Massachusetts gig worker ballot measure backers submit signatures

·2-min read
FILE PHOTO: Demonstration against “gig economy” companies in Boston

By Nate Raymond

BOSTON (Reuters) - Backers of a measure that asks Massachusetts voters to treat drivers for app-based companies like Uber Technologies Inc and Lyft Inc as independent contractors rather than employees said on Tuesday they had gathered enough signatures to get it on the ballot.

Supporters said roughly 130,000 signatures have been submitted to town and city clerks for each version of a ballot question backed by a coalition of app-based service providers in the closely watched fight over gig workers' legal rights.

The Massachusetts Coalition for Independent Work, whose members include Uber, Lyft, DoorDash Inc and Instacart Inc, in August proposed asking voters to declare their drivers independent contractors entitled to minimum benefits but not their employees.

The signatures were gathered by Flexibility and Benefits for Massachusetts Drivers, a committee associated with the group.

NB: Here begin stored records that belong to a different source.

Issue #67, opened 2018-02-06
Provide missing package descriptions


alexander-yevsyukov:

dmytro-grankin:
Closing the issue since it was resolved in #70.

PR #70, opened 2018-02-07
Code generation improvements

alexander-yevsyukov:
This PR introduces the following changes.

### Code structure improvements and fixes
  * A `codegen` module with common code-generation classes was introduced.
  * Utility classes for working with code-related names were refactored with introduction of value objects `FieldName` (for both `java` and `proto`), `PackageName` (for `java`), `SimpleClassName`, etc.
  * Fixed missing package descriptions (#67) and non-nullity annotations.
  * Fixed data isolation when passing collections as constructor arguments.

### Interfaces for message types
The following interfaces were introduced:
  * `CommandMessage`
  * `EventMessage`
  * `RejectionMessage`.
Using these interfaces in code generation will be done in one of the following PRs.

### Other notable changes
  * `StringValueType` was made public in order to be used as the base for code name classes.
  * `CodePreconditions` class was introduced for avoiding dependency on the `Validate` class (which did not fit the need fully anyway).

### Dependency changes
   * Protobuf Gradle Plugin -> `0.8.4`
   * Protobuf -> `3.5.1` 
   * gRPC -> `1.9.0`

Spine version advanced to `0.10.24-SNAPSHOT`.


alexander-yevsyukov:
@dmdashenkov, please add description of the steps required to advance the version in `ext.gradle`.

base/src/main/java/io/spine/type/CommandMessage.java
```diff
@@ -0,0 +1,61 @@
...
+
+    /**
+     * The name suffix for proto files containing command message declarations.
+     */
+    String PROTO_FILE_SUFFIX = "commands.proto";
+
+    /**
+     * Returns {@code true} if the passed file defines command messages, {@code false} otherwise.
+     */
+    Predicate<FileDescriptor> FILE_PREDICATE = new Predicate<FileDescriptor>() {
```
dmdashenkov: Let's not put the file predicate into the interface itself.
The interface is a public API and the framework users do not want to know how do we find those files.
This is also relevant to the `PROTO_FILE_SUFFIX` constant.

dmdashenkov: Please apply here and in other interfaces.

codegen/src/main/java/io/spine/tools/java/FileName.java
```diff
@@ -0,0 +1,85 @@
...
+    private static final String EXTENSION = ".java";
+
+    private FileName(String value) {
+        super(value);
+    }
+
+    /**
+     * Obtains the name for the passed type.
+     */
+    public static FileName forType(String typeName) {
```
dmdashenkov: Since it is a **Java** file name, can we use `Class` instead of `String`?

If so, the implementation may become not so simplistic (e.g. support for inner types etc.).

dmdashenkov: If the class is not yet generated when referring to its name, this comment should not be applied.

codegen/src/main/java/io/spine/tools/proto/FieldName.java
```diff
@@ -0,0 +1,87 @@
...
+     */
+    public String toCamelCase() {
+        final String result = CamelCase.convert(this);
+        return result;
+    }
+
+    /**
+     * Obtains the field name in {@code javaCase}.
+     */
+    public String javaCase() {
```
dmdashenkov: Can we have consistent names for `toCamelCase()` and `javaCase()`? I believe that it's obvious for a reader without such an example.

codegen/src/test/java/io/spine/tools/proto/UnderscoredNameShould.java
```diff
@@ -0,0 +1,36 @@
...
+/**
+ * @author Alexander Yevsyukov
+ */
+public class UnderscoredNameShould {
+
+    @Test
+    public void have_utility_ctor_for_CamelCase() {
+        Tests.assertHasPrivateParameterlessCtor(UnderscoredName.CamelCase.class);
+    }
+
```
armiol: This line is redundant.

codegen/src/main/java/io/spine/tools/java/FileName.java
alexander-yevsyukov: Since we're dealing mostly with code generation, we don't have a class yet.

codegen/src/main/java/io/spine/tools/proto/FieldName.java
alexander-yevsyukov: It's done intentionally, since in `toCamelCase` we have `CamelCase`, which starts from capital `C`, and in `javaCase()`, it's small `j`.

alexander-yevsyukov:
@armiol, PTAL.

base/src/main/java/io/spine/type/CommandMessage.java
```diff
@@ -0,0 +1,74 @@
+/*
+ * Copyright 2017, TeamDev Ltd. All rights reserved.
```
dmytro-grankin: For some newly added files, a copyright year is still `2017`.

gradle-plugins/model-compiler/src/main/java/io/spine/gradle/compiler/protoc/package-info.java
```diff
@@ -0,0 +1,28 @@
...
+ * DATA, OR PROFITS; OR BUSINESS INTERRUPTION) HOWEVER CAUSED AND ON ANY
+ * THEORY OF LIABILITY, WHETHER IN CONTRACT, STRICT LIABILITY, OR TORT
+ * (INCLUDING NEGLIGENCE OR OTHERWISE) ARISING IN ANY WAY OUT OF THE USE
+ * OF THIS SOFTWARE, EVEN IF ADVISED OF THE POSSIBILITY OF SUCH DAMAGE.
+ */
+
+/**
+ * This package provides {@link io.spine.gradle.compiler.annotation.ProtoAnnotatorPlugin
+ * ProtoAnnotatorPlugin}.
+ */
```
dmytro-grankin: This package provides `ProtocPluginImporter`.

PR #75, opened 2018-02-07
Add message types

alexander-yevsyukov:
This PR introduces specific interfaces for message types.


alexander-yevsyukov:
@dmdashenkov, this is what we've discussed today. But let's finish #70 first.

PR #77, opened 2018-02-08
Describe version changing

dmdashenkov:
This PR contains changes to docs in `ext.gradle`.

Now, we have an explanation of how to increment the version.


dmdashenkov:
@alexander-yevsyukov, PTAL.

PR #87, opened 2018-02-23
Extract date/time-related code to separate module

mdrachuk:
This PR removes the types and services related to date and time from the `spine-base`.

The code is extracted to [`spine-time`](https://github.com/SpineEventEngine/time) repository.


mdrachuk:
@alexander-yevsyukov PTAL.

base/src/main/java/io/spine/validate/MessageFieldValidator.java
```diff
@@ -131,6 +131,14 @@ private static boolean isTimeInvalid(Timestamp timeToCheck, Time whenExpected, T
         return isInvalid;
     }
 
+    private static boolean isLaterThan(Timestamp t1, Timestamp t2) {
```
alexander-yevsyukov: Please have this method in `Timestamps` utility file.

Please also have `fromMillis()` also in this utility class.

mdrachuk:
This was rethought and redone in PR #88 to prevent history loss.

PR #88, opened 2018-02-23
Extract date/time-related code to separate module

mdrachuk:
This PR removes the types and services related to date and time from `spine-base`. 

The code is extracted to [`spine-time`](https://github.com/SpineEventEngine/time) repository.

`Time.java` itself is moved to `io.spine.base` and is restricted in functionality to only providing time. This is done to leave a simple way to substitute system clock for tests.


scripts/upload-artifacts.sh
```diff
@@ -6,8 +6,13 @@
...
 # Prepare the test and coverage reports for the upload.
 mkdir reports
-zip -r reports/test-reports.zip **/build/reports
-zip -r reports/jacoco-reports.zip **/build/jacoco
+
+# Find all directories matching path to add to archive. 
+BUILD_REPORTS=$(find . -type d -path "*build/reports*")
+JACOCO_REPORTS=$(find . -type d -path "*build/jacoco*")
+
+zip -r reports/test-reports.zip $BUILD_REPORTS
```
mdrachuk: From what it looks like, previously it was intended to upload the reports for all subprojects. But it consumed only the reports for `codegen` and `base`. Seems like the globstar (`**`) didn’t work as intended — it depends on the shell environment and its settings. 
Instead, a search with `find` is performed now picking up all the build reports to add to the archive.

mdrachuk:
@alexander-yevsyukov PTAL.

PR #93, opened 2018-03-09
Fix Gradle scripts

dmdashenkov:
Currently, the generated `spine-protoc.gradle` script has errors in it. By an (un-)happy coincidence, `core-java` still works with those errors. Though, when changing the `core-java` version, the build fails.

This PR fixes errors in generating the `spine-protoc.gradle` file.

Also, in this PR we migrate the Gradle distribution from `bin` to `all`, since the lack of programming errors is more important than the build time.


dmdashenkov:
@armiol, PTAL.

PR #94, opened 2018-03-09
Update dependencies versions

dmdashenkov:
In this PR we update the Spine plugin versions.

This PR overrides the `0.10.30-SNAPSHOT` version.


dmdashenkov:
@armiol, PTAL.

PR #415, opened 2019-05-15
API comments revised and edited in protobuf, reflect, and string packages

meizabel:
`protobuf`, `reflect`, and `string` package API comments fixes.


base/src/main/java/io/spine/protobuf/MessageField.java
```diff
@@ -46,7 +46,7 @@
     private static final String GETTER_METHOD_PREFIX = "get";
 
     /**
-     * By convention underscore is used for separating words in field names
+     * By convention underscore it is used for separating words in field names
```
alexander-yevsyukov: This does not read to me. Under “underscore” we mean this character `_`. It may be: “By convention, the underscore character is used...”

PR #418, opened 2019-05-16
Recognize ID type by field descriptor

alexander-yevsyukov:
This PR:
  * Extends `Identifier.Type` with an ability to match itself to a `FieldDescriptor`.
  * Removes `MessageField` class, which is no longer used by `core-java`.


alexander-yevsyukov:
@armiol, @dmdashenkov, PTAL.

base/src/main/java/io/spine/base/Identifier.java
```diff
@@ -317,6 +322,42 @@ private Any pack() {
...
+                               return false;
+                           }
+                           if (idType == Type.MESSAGE) {
+                               @SuppressWarnings("unchecked") // safe since it's Message type.
+                               TypeUrl messageType = TypeUrl.of(
+                                       (Class<? extends Message>) idClass);
+                               TypeUrl fieldType = TypeUrl.from(f.getMessageType());
+                               return fieldType.equals(messageType);
+                           }
+                           return true;
```
dmdashenkov: Please split into several separate `filter` calls for better readability.

base/src/main/java/io/spine/base/Identifier.java
```diff
@@ -500,6 +567,8 @@ Message fromMessage(Message message) {
 
         abstract <I> I defaultValue(Class<I> idClass);
 
+        abstract boolean matchField(FieldDescriptor field);
```
dmdashenkov: Let's use `FieldDeclaration` instead of a descriptor.

alexander-yevsyukov: As discussed vocally let's keep it as is to simplify filtering of fields.

PR #424, opened 2019-05-22
Relax id field requirement

alexander-yevsyukov:
This PR relaxes the requirements to ID field of entity state. Before this PR the field has to be named `id` or have the suffix `_id`. Now it can have any name like `key` or `author` or `whatever`.

This PR also annotates some validation-related classes as `@Immutable`.


alexander-yevsyukov:
@armiol, @serhii-lekariev, PTAL.

PR #427, opened 2019-05-24
Add the `protobuf` configuration name.

serhii-lekariev:
This PR adds `protobuf` to the list of Gradle configuration names.


serhii-lekariev:
@dmdashenkov, PTAL.

serhii-lekariev:
@dmdashenkov, PTAL again.

tools/plugin-base/src/main/java/io/spine/tools/gradle/ConfigurationName.java
```diff
@@ -41,84 +31,125 @@
...
+     * <p>Users cannot add dependencies directly to this configuration. However, this configuration
+     * may be resolved.
+     */
+    testRuntimeClasspath,
 
-    ConfigurationName(String value) {
-        this.value = value;
-    }
+    /**
+     * {@code protobuf} extension block exposed by the Gradle Protobuf plugin.
```
dmdashenkov: That's not the case. Those two elements of the build model have the same name, though are independent. 

What this doc should say is that this is a configuration, which allows compiling `.proto` files from the dependencies. Also, please mention that the users should use `compile` when it is only required to add some Protobuf definition into the Protobuf compilation "classpath".

PR #429, opened 2019-05-30
Fix compiled Protobuf classes publication

dmdashenkov:
Since recently, the `base` JAR was generated with two versions of Protobuf classes. This bug caused compile-time errors in downstream repositories when compiling with `javac` of version 8.

This PR fixes the JAR exclusion process.


dmdashenkov:
@armiol, PTAL.

PR #434, opened 2019-06-07
Extendable validation exception

dmdashenkov:
This PR makes the `ValidationException` extensible and provides it with some new convenience API


base/src/main/java/io/spine/validate/option/PatternConstraint.java
```diff
@@ -49,12 +50,12 @@
...
                 values.stream()
                       .filter(value -> !value.matches(regex))
-                      .map(value -> newViolation(fieldValue))
+                      .map(value -> newViolation(fieldValue, value))
                       .collect(toImmutableList());
         return violations;
     }
 
-    private ConstraintViolation newViolation(FieldValue<String> fieldValue) {
+    private ConstraintViolation newViolation(FieldValue<String> fieldValue, String rawValue) {
```
armiol: I don't get it. The `rawValue` is the first item of `fieldValue.values` field. I would extend the API of `FieldValue` to fetch the first item instead of having a call like this — as it's potentially possible to pass something irrelevant to the `rawValue` parameter.

dmdashenkov:
@armiol, after out discussion, PTAL again.

PR #439, opened 2019-06-11
Fix `(range)` option boundaries

### LINKED ISSUE #436: `(range)` option does not treat boundaries properly
Currently `(range)` option enforces users to have the boundaries of the same type as the checked value, but the boundaries themselves are not always interpreted correctly.

The following boundaries always fail the validation:

```
message NumRanges {
    int64 minute = 2 [(range) = "[0..59]"];
    float degree = 3 [(range) = "[0.0..360.0)"];
}
```

The boundary type above for minute is `Integer` while the value type is `Long`.
The boundary type above for degree is `Double` but the value type is `Float`.

yuri-sergiichuk:
This PR fixes #436.

The boundaries are now cast to the actual number type that is under validation. Such a cast allows us to have a unified number model for the boundaries and apply them to various numeric types just as Java does it for automatic primitive numbers conversions.

### DIFF
--- a/base/src/main/java/io/spine/validate/ComparableNumber.java
+++ b/base/src/main/java/io/spine/validate/ComparableNumber.java
@@ -48,6 +48,11 @@ public final class ComparableNumber extends Number implements Comparable<Number>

The ballot question's two versions are similar, though one lacks a safety training requirement in case opponents challenge it.

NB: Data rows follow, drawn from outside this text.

PR #448, opened 2019-07-04
Slow tests annotation

dmdashenkov:
The repository, as well as in the others, contains a number of slow functional tests. When building the project, it is not always necessary to run those tests.

This PR introduces the `@SlowTest` annotation. The annotation marks slow test cases/classes in order for the test runner to exclude them from the default build process.

The respective [Gradle configuration](https://github.com/SpineEventEngine/config/pull/76) is added to the `config` repository in order to apply it where it's needed.


dmdashenkov:
@armiol, PTAL.

PR #452, opened 2019-07-09
 Convert ValidationExceptions into Errors with ValidationError

dmdashenkov:
`Errors` utility converts Java's `Throwable`s into `spine.base.Error`s. 

If a given `Throwable` was caused by a constraint violation, the resulting `Error` should reflect that.

### DIFF
--- a/base/src/main/java/io/spine/base/Errors.java
+++ b/base/src/main/java/io/spine/base/Errors.java
@@ -20,6 +20,8 @@
 
 package io.spine.base;
 
+import io.spine.validate.ValidationException;
+
 import static com.google.common.base.Preconditions.checkNotNull;
 import static com.google.common.base.Strings.nullToEmpty;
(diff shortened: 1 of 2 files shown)


dmdashenkov:
@armiol, PTAL.

base/src/main/java/io/spine/base/Errors.java
```diff
@@ -84,4 +70,25 @@ public static Error causeOf(Throwable throwable, int errorCode) {
         Error.Builder error = toBuilderCauseOf(throwable).setCode(errorCode);
         return error.build();
     }
+
+    private static Error.Builder toBuilderCauseOf(Throwable throwable) {
+        return toErrorBuilder(getRootCause(throwable));
+    }
+
+    private static Error.Builder toErrorBuilder(Throwable throwable) {
```
armiol: As agreed in person, let's document this method.

PR #455, opened 2019-07-22
Performance Improvements

armiol:
This PR improves the performance of `base` classes placing most of its firepower onto the validation framework.

Highlights:

- `FieldAwareMessage` mixin introduced to allow the framework-specific `Message`s to define how to read their values. It helps to avoid native Protobuf reflective calls when validating messages.
- Creation of an `ImmutableList` or `ImmutableSet` is costly if performed ~29.000 times. Now it is optimized where the performance impact was especially noticeable.
- `AnyPacker.unpack` is optimized by re-using the default instance of the unpacked `Message`. To do that we had to avoid the native Protobuf `Any.unpack`, which creates an extra instance and feeds it to GC immediately.
- `AnyPacker.unpack` is fixed and now checks the type URL to match the one defined in the `.class` declaration of the `Message` when unpacking objects.
- `hashCode()` and `equals()` are defined for `AbstractOption` as it is used with the collections (BTW, huge impact!).


base/src/main/java/io/spine/protobuf/Messages.java
```diff
@@ -38,6 +42,14 @@
     /** The name of a message builder factory method. */
     public static final String METHOD_NEW_BUILDER = "newBuilder";
 
+    /**
+     * The cache of the default instances per {@link Message} class.
+     *
+     * <p>Creates and caches objects in a lazy mode.
+     */
+    private static final
+    LoadingCache<Class<? extends MessageLite>, MessageLite> defaultInstances = loadingCache(1_000);
```
dmdashenkov: Why use `MessageLite` instead of `Message`?

base/src/main/java/io/spine/type/Type.java
```diff
@@ -42,6 +44,20 @@
...
+     * <p>Saves the memory by limiting the maximum number of cached objects.
+     *
+     * @implNote {@link com.google.common.cache.LoadingCache LoadingCache} implementation
+     *         would make dealing with the exceptions a bit more difficult to maintain and read.
+     *         Which is why a straightforward get-put approach with a plain {@code Cache}
+     *         implementation is used.
+     */
+    private static final Cache<String, Class<?>> knownClasses = CacheBuilder.newBuilder()
+                                                                            .maximumSize(1_000)
+                                                                            .build();
```
dmdashenkov: Please use a loader instead of manually creating instances in `javaClass()`.

Also, I would consider making the `1_000` a constant, or better yet, a configurable property, since different environments may require different cache sizes.

base/src/main/java/io/spine/validate/FieldAwareMessage.java
```diff
@@ -0,0 +1,78 @@
...
+
+/**
+ * The mixin for {@link Message Message}s which are aware of their fields and are able to provide
+ * their values with no reflection {@linkplain Message#getField(FieldDescriptor) used by Protobuf}.
+ *
+ * <p>This mixin is an experimental part of the framework and may be changed or removed in future.
+ */
+@GeneratedMixin
+@Experimental
+public interface FieldAwareMessage extends Message {
```
dmdashenkov: Please mark this type as `Internal`. Being an interface, it exposes all its methods into `public` scope.

base/src/main/java/io/spine/validate/FieldAwareMessage.java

Signatures for 2022 ballot questions must be submitted by Wednesday for certification. At least 80,239 certified signatures must be delivered to the secretary of state by Dec. 1.

The proposal would establish an earnings floor equal to 120% of the Massachusetts minimum wage for app-based ride-share and delivery drivers, or $18 an hour in 2023, before tips. Drivers would be guaranteed at least 26 cents per mile to cover vehicle upkeep and gas.

Ride-share and delivery network companies would be required to pay healthcare stipends if drivers work at least 15 hours per week. Drivers could also earn paid sick time and paid family and medical leave.

The proposal follows a similar 2020 measure in California, where the companies persuaded state voters to solidify ride-hail and food delivery workers' status as independent contractors with some benefits.

A California judge, however, on Aug. 23 ruled that the measure, Proposition 22, violated the state's constitution.